Vezir Nizamülmülk’ten Devlete Nasihatler

Gazetemiz köşe yazarlarından Alperen Aydın’ın iki haftadır dikkat çekmeye çalıştığı ‘Nesli İfsada Dur’ başlıklı yazılarını ilgiyle okudum. Mutlaka dikkat edilmesi gereken konular ele alınmış. Günümüzde iyice ayyuka çıksa da tarih boyunca bu düşünceler ortaya atılmış. Söz konusu yazılara konu olan ifsatlar ile tarihte nasıl mücadele edilmiş bir bakalım. Nizamiye Medreseleri’nin kurucusu olan Selçuklu dünya görüşünün temelini atan Vezir Nizamülmülk’ün kaleme aldığı Siyasetname kitabında bozuk itikatlar ile nasıl mücadele edileceğini örneklerle açıklamış. 

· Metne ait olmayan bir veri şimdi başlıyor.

PR #191, opened 2026-04-20
internal links from constants to definitions

### LINKED ISSUE #137: Manifest constants in document should have reference links so that we don't have to scroll around
We have a number of constants defined in the document which are mentioned only as constants in the text where the implementor is urged to apply them, which means that when implementing, the reader has to scroll through the document. So let's add reference links to all of these constants to address that issue.

Abhayakara:
Closes #137


EskoDijk (approved):
That looks nice! I'll merge it now.

PR #200, opened 2026-04-30
Editorial review as part of WGLC, by Esko.

EskoDijk:
Provides a complete editorial review with corrections and suggestions.

Notably, any normative requirement that was posed on multiple SNAC routers at once is now converted to a requirement on a single SNAC router.

Some terms were updated to match already-defined terms, notably "OSNR prefix" is more heavily used now to be clear what stub network prefixes are actually advertised externally.


jwhui (approved):

EskoDijk:
(just rebased the PR.)

PR #208, opened 2026-05-01
Add missing state transition for STATE-DEPRECATED to STATE-SUITABLE.

EskoDijk:
Also few caps fixes for RA.


EskoDijk:
@Abhayakara An issue from review: the state transition from 'deprecated' back to 'suitable' was missing.  I think this was implicitly already there, but more clear to make that explicit since we also describe another transition out of the deprecated state.

PR #209, opened 2026-06-23
AD review: ### DHCP or DHCPv6 ? 

EskoDijk:
-> uniform term use and include early refs to RFC 9915.


evyncke (approved):

draft-ietf-snac-simple.xml
```diff
@@ -1195,7 +1195,7 @@
 	    router forwards to the upstream DNS resolver, or an on-path attacker to spoof DNS responses to such queries.
       </t><t>
         Stub network hosts that implement DNSSEC <xref target="RFC9364"/> can perform DNSSEC validation of DNS responses
-        received from the DNS recursive resolver on the SNAC router.
+        received from the DNS resolver on the SNAC router.
```
Abhayakara: Please see my comment on the mailing list.

Abhayakara (changes requested):
Aside from the recursive resolver question this all looks good. I would suggest taking that out of this pull request and waiting for Eric to respond before doing a new pull request just on that item.

draft-ietf-snac-simple.xml
EskoDijk: I've now reverted this change - 2nd commit.

jwhui (approved):

Abhayakara (approved):

PR #212, opened 2026-06-29
Change RFC 7084 reference to 7084bis draft. 

EskoDijk:
As flagged in Tim's shepherd review: this avoids a downref and is more up-to-date, however adds a normative ref to a draft. For WG consideration.


evyncke (approved):
I support the change 1) pointing to recent RFC (when published) 2) avoid a downref (though never critical).

This I-D will anyway be delayed for the normative references to the DNSSD drafts

jwhui (approved):

PR #163, opened 2021-05-04
Linting of generated output

jayvdb:


py2many/cli.py
```diff
@@ -215,6 +217,11 @@ def _process_once(settings, filename, outdir):
         if subprocess.call([*settings.formatter, output_path]):
             print(f"Error: Could not reformat: {output_path}")
             return False
+    if settings.ext == ".kt":
+        # ktlint formatter needs to be invoked twice before output is lint free
```
adsharma, line 222: I hope someone writes a better linter for kotlin. It's one of the slower backends already

adsharma (approved):

py2many/cli.py
jayvdb: Meh, we just need to get this fixed.
https://github.com/pinterest/ktlint/issues/1116 seems similar, but not quite the same issue.

jayvdb:
Do you intend to merge this, or https://github.com/adsharma/py2many/pull/160 and then I can rebase.

PR #173, opened 2021-05-04
Nested container handling

adsharma:


tests/cases/coverage.py
```diff
@@ -10,6 +10,22 @@ def indexing():
     return sum
 
 
+def infer_bool(code: int):
+    return code in [1, 2, 4]
+
+
+# Uncomment when all failures are fixed
```
jayvdb, line 17: Could you move this to a `nested_container.py` or `complex_container.py` or even just `container.py` test case, as we want to be tracking and asserting which languages support this, and which do not.  And there are *lots* of oddballs that can be added to this test file, and getting them all to work in all languages is going to be a very long road to travel.  e.g. adding lambdas, generators, etc to dict values ;-)  And then complex keys.

jayvdb (approved):

PR #184, opened 2021-05-05
Test unsupported features

jayvdb:
Sits on top of https://github.com/adsharma/py2many/pull/186 and https://github.com/adsharma/py2many/pull/185

TODO:
- ~~Remove extra ';' added to nim~~

### DIFF
--- a/py14/transpiler.py
+++ b/py14/transpiler.py
@@ -409,15 +409,6 @@ class CppTranspiler(CLikeTranspiler):
         buf.append("}")
         return "\n".join(buf)
 
-    def visit_Expr(self, node):
-        s = self.visit(node.value)
-        if s.strip() and not s.endswith(";"):
-            s += ";"
-        if s == ";":
-            return ""
-        else:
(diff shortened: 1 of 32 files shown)


jayvdb:
The output of the unsupported skips is often quite ugly.  This can be fixed quite easily by detecting and raising `NotImplementedError`, or by fixing them of course.

adsharma:
Do you know if the regression in CI runtimes is caused by something in this diff stack or something happening on github backends? 25 mins for mac/windows seems high.

jayvdb:
11 mins for invocation of `tox` on Ubuntu.

jayvdb:
Also number of tests increases from 207 -> 389.  Coverage increases 2%, with non-branch missings going from 930 to 820; `py2many/declaration_extractor.py` coverage goes from 66% to 82%

adsharma:
Ah I see. Gives us an incentive to fix all those cases so the tests will be faster :)

Issue #74, opened 2021-04-16
f-string support


jayvdb:
f-strings (`ast.JoinedStr`) are not supported yet.  They should be fairly simple to implement the basics for most languages as string interpolation is available and mostly consistent in the target languages.

Simplest test cases is
```
    var = "Hello world!"
    var2 = f"{var}"
    print(var2)
```
Because it isnt implement, that transpiles to rust
```rust
    let var: &str = "Hello world!";
    let var2: _ = None;
    println!("{}", var2);
```

Using `print(f"{var}")` fails due to logic within the `visit_print` of each transpiler.

I would be happy if either of those two ways of using f-strings worked.  It might be simpler to get them working only in the confines of `visit_print`, where the lifetime of the new string is limited.

jayvdb:
c.f. https://github.com/adsharma/py2many/issues/73 for `str.format` which might be easier to build first.

adsharma:
test case:

```
if __name__ == '__main__':
    a = 10
    print(f"hello world: {a} number")
```

AST looks like this:

```
                           JoinedStr(
                                lineno=3,
                                col_offset=10,
                                end_lineno=3,
                                end_col_offset=36,
                                values=[
                                    Constant(lineno=3, col_offset=10, end_lineno=3, end_col_offset=36, value='hello world: ', kind=None),
                                    FormattedValue(
                                        lineno=3,
                                        col_offset=10,
                                        end_lineno=3,
                                        end_col_offset=36,
                                        value=Name(lineno=3, col_offset=26, end_lineno=3, end_col_offset=27, id='a', ctx=Load()),
                                        conversion=-1,
                                        format_spec=None,
                                    ),
                                    Constant(lineno=3, col_offset=10, end_lineno=3, end_col_offset=36, value=' number', kind=None),
```

I'll prioritize this tomorrow.

jayvdb:
Awesome.  If we can get this fixed, we can transpile `py2many`/`pyrs` itself into Rust - it wont compile, but adding transpiling of py2many as a test case (I have this roughly coded already) will add a lot more coverage preventing exceptions during transpilation.

PR #187, opened 2021-05-05
rewriters: FStringJoinRewriter

adsharma:
This handles python's joined strings as follows:

    print(f"hello world: {a+1} number")

becomes

    println!("{}","".join(vec!["hello world: ", String::from((a + 1)), " number"]););

All we need to do now is to transpile "".join(...) in the target language,
which we need to do anyway because of how popular that construct is in
python code.

Related to: https://github.com/adsharma/py2many/issues/74

### DIFF
--- a/py2many/cli.py
+++ b/py2many/cli.py
@@ -38,7 +38,11 @@ from pygo.transpiler import (
     GoPropagateTypeAnnotation,
 )
 
-from py2many.rewriters import ComplexDestructuringRewriter, PythonMainRewriter
+from py2many.rewriters import (
+    ComplexDestructuringRewriter,
+    FStringJoinRewriter,
+    PythonMainRewriter,
+)
 
 
 def transpile(source, transpiler, rewriters, transformers, post_rewriters):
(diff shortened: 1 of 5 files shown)


jayvdb:
> "".join(...)

This will benefit from some partial fixes in https://github.com/adsharma/py2many/pull/184 re `''.format(..)`.  Or you could take those hints and fix them here, if you're planning on adding tests for this PR.

adsharma:
> > "".join(...)
> 
> This will benefit from some partial fixes in #184 re `''.format(..)`. Or you could take those hints and fix them here, if you're planning on adding tests for this PR.

Can't add tests yet because of

https://github.com/adsharma/py2many/issues/188

adsharma:
> > > "".join(...)
> > 
> > 
> > This will benefit from some partial fixes in #184 re `''.format(..)`. Or you could take those hints and fix them here, if you're planning on adding tests for this PR.
> 
> Can't add tests yet because of
> 
> #188

Resolved that issue. Has a test for rust now. Other languages need "".join() handling help.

SİYASETNAMEDEN ÖRNEK BÖLÜMLER
“… Gerçekten Efendi Melikşah bilsin ki o büyük günde ferman altında bulunan bu kulların cevabını ondan soracaklardır. Başkasına havale edecek olursa, dikkate almayacaklardır. Madem durum böyledir, bu önemli işin idaresini hiç kimseye bırakmamak, halkın işinden gafil olmamak, muktedir olduğu kadar onların ahvalini gizli ve açık sormak, uzun elleri kısaltmak, zalimlerin zulmünü onların üzerinden kaldırmak gerekir; öyle ki O’nun bereketi onun devleti zamanına ulaşır; hayır dua kıyamete kadar onun ruhuna erişir. Fudayl b. İyaz: ‘Eğer benim duam kabul olunsaydı, adil sultandan başkasına dua etmezdim. Zira, kendisinin iyiliği ve Yüce Allah’ın kullarına iyiliği, cihanın bayındırlığı adalettendir.’ demiştir”
***
… Sultan Mahmud, Irak’ı aldığı zamanlarda ‘Deyr Keçin’ isimli yerde bir kadının eşyalarını hırsızlar çaldı. Hırsızlığı yapan bu insanlar, itikadları bozuk, her türlü ahlaksızlığı yapmaktan çekinmeyen bir eşkıya taifesiydi. Kadın Sultan’a gidip hırsızları şikayet etti ve onlardan bahsetti. Sultan Mahmud “Deyr Keçin nerede bulunuyor?” diye sorunca, Kadın, “Ne kadar olduğunu bildiğin ve hakkını verebileceğin kadar vilayet zabt et” dedi. Sultan, “Doğru söyledin” dedi. Ardından, “Bu eşkıyaların hangi kavimlerden olduklarını, nereden gelmiş bulunduklarını biliyor musun?” diye sordu. Kadın onların kim olduklarını anlattı. Bu eşkıya taifesinin, Allah Rasulü’nün faziletli hanımlarına iftira atan, lutîlikte bulunarak haddi aşan, insanları bozuk fırkalara dahle zorlayan, İslami kaideleri inkâr eden bir güruh olduğunu öğrendi. Ve onlara gerekeni yaptı.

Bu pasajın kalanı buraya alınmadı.